Dataset entries:
━━━━━━━━━━━━━━━━━━━━

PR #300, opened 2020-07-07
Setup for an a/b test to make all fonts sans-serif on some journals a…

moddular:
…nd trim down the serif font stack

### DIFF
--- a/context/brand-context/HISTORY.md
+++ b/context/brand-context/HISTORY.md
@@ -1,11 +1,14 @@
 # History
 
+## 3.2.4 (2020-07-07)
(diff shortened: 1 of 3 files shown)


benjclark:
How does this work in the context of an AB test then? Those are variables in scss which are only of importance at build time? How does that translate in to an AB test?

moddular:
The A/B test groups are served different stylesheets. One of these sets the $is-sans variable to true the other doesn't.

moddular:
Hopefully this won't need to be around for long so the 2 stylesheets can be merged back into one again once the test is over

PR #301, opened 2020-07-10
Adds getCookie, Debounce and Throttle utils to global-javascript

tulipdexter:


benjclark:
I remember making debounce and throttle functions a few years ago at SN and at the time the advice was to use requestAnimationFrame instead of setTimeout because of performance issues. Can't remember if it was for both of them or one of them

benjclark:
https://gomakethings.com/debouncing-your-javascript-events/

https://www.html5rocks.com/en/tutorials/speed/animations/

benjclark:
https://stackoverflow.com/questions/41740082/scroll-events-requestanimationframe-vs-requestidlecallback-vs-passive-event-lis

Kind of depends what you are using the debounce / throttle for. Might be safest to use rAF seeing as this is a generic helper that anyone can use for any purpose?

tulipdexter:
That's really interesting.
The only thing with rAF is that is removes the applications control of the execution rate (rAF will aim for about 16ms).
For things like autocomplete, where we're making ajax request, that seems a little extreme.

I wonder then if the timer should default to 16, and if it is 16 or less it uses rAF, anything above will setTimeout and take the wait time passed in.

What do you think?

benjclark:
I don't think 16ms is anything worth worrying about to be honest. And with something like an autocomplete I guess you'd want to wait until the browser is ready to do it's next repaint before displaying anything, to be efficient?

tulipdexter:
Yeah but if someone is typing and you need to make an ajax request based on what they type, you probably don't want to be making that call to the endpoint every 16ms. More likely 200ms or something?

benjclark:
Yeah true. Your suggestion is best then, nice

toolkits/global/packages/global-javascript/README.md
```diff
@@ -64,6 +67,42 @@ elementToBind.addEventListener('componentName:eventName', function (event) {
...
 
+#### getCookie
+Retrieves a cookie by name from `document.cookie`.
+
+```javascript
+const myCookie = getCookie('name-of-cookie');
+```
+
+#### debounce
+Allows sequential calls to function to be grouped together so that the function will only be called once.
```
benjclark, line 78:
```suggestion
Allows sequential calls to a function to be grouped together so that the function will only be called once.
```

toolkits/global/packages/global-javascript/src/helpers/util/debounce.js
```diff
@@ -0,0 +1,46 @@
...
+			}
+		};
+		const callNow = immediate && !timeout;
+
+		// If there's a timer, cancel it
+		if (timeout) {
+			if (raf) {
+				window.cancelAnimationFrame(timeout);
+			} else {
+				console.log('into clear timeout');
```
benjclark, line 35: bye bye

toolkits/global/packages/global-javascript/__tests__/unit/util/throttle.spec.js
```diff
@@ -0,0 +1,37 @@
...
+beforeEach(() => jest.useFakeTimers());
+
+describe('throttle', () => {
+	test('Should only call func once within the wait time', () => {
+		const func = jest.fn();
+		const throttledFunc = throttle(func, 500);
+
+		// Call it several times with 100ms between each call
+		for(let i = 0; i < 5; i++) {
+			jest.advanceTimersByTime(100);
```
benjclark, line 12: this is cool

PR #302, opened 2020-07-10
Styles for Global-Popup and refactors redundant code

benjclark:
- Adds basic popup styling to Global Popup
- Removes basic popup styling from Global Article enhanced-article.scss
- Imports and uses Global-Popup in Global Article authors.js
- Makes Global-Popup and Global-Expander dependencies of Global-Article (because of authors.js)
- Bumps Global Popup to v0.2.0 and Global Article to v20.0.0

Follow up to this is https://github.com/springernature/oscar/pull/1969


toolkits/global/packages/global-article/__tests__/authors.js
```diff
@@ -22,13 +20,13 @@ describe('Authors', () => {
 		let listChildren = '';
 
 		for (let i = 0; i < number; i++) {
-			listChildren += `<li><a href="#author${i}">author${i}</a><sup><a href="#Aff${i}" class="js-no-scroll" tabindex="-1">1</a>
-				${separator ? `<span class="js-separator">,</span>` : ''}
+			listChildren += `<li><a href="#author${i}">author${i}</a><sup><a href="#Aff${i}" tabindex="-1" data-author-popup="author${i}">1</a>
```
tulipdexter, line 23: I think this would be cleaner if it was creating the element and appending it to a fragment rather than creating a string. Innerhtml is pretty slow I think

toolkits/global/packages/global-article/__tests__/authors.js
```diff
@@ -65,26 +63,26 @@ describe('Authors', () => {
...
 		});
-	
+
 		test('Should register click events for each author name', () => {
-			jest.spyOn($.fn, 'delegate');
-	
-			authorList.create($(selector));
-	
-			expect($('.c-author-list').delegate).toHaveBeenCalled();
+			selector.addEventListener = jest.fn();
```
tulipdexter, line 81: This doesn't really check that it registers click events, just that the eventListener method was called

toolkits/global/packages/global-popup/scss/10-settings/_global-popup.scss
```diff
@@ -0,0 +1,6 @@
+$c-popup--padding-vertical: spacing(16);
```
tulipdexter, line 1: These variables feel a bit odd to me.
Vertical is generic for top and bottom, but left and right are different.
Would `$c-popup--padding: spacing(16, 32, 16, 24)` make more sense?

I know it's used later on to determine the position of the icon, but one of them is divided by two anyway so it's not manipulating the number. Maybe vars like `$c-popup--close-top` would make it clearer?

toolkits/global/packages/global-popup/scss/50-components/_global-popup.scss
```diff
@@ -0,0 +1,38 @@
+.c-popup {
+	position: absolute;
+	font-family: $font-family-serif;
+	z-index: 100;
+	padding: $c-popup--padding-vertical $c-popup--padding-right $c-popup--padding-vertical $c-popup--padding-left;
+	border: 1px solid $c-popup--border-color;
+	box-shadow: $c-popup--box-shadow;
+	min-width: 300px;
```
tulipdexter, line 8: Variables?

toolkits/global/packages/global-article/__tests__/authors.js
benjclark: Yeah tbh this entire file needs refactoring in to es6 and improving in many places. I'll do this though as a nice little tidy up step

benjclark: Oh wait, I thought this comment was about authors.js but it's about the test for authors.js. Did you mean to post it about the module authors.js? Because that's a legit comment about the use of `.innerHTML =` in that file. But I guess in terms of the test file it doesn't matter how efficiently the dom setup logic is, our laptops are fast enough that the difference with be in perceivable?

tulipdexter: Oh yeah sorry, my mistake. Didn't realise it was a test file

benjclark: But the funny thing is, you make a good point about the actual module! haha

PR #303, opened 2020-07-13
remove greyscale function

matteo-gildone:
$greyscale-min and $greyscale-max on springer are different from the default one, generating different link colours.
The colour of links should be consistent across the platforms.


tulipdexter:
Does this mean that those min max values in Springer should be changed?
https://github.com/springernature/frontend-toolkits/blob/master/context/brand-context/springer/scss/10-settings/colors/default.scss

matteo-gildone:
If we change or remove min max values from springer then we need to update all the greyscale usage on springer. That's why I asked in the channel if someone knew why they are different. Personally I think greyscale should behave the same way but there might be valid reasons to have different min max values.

━━━━━━━━━━━━━━━━━━━━

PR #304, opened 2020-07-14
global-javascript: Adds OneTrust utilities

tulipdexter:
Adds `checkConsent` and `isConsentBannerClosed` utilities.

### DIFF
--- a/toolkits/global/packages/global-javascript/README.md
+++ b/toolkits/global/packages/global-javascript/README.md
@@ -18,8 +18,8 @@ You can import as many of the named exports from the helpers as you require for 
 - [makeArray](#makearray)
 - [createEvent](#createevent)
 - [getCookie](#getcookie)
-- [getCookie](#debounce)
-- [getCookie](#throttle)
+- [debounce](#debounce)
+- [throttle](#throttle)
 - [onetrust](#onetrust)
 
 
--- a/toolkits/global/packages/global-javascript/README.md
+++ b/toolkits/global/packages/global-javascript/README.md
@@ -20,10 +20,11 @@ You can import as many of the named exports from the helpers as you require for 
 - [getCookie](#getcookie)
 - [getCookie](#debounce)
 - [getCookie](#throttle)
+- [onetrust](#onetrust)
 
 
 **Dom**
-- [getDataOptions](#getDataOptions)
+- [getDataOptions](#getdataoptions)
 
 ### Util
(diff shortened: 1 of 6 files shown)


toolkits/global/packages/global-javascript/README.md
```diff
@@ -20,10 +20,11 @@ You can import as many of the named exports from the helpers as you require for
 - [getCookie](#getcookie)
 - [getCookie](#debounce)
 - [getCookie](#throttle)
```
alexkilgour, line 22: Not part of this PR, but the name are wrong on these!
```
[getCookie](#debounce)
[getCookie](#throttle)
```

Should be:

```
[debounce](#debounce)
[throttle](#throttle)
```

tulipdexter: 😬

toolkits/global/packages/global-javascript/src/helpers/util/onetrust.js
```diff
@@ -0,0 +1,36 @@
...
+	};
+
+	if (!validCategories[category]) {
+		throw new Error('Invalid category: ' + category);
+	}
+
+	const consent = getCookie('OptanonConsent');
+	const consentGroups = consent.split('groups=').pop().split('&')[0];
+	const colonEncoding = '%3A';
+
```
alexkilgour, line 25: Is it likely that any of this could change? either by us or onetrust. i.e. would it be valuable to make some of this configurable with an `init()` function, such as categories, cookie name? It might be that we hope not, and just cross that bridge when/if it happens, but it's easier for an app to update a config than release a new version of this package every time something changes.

━━━━━━━━━━━━━━━━━━━━

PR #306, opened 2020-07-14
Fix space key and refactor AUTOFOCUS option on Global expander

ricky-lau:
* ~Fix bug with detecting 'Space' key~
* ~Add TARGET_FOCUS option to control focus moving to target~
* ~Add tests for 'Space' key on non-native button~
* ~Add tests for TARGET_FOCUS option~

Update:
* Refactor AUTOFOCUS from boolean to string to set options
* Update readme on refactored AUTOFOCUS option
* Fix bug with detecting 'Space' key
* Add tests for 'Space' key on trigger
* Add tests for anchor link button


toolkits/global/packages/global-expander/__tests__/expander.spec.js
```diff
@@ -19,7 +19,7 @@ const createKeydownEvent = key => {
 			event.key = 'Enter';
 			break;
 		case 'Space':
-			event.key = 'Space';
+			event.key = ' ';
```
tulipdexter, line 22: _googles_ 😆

━━━━━━━━━━━━━━━━━━━━

Scan the data above, find each line with "const", and copy it.

• **ANSWER TO THIS PROBLEM**
+const myCookie = getCookie('name-of-cookie');
+		const callNow = immediate && !timeout;
+		const func = jest.fn();
+		const throttledFunc = throttle(func, 500);
+	const consent = getCookie('OptanonConsent');
+	const consentGroups = consent.split('groups=').pop().split('&')[0];
+	const colonEncoding = '%3A';
@@ -19,7 +19,7 @@ const createKeydownEvent = key => {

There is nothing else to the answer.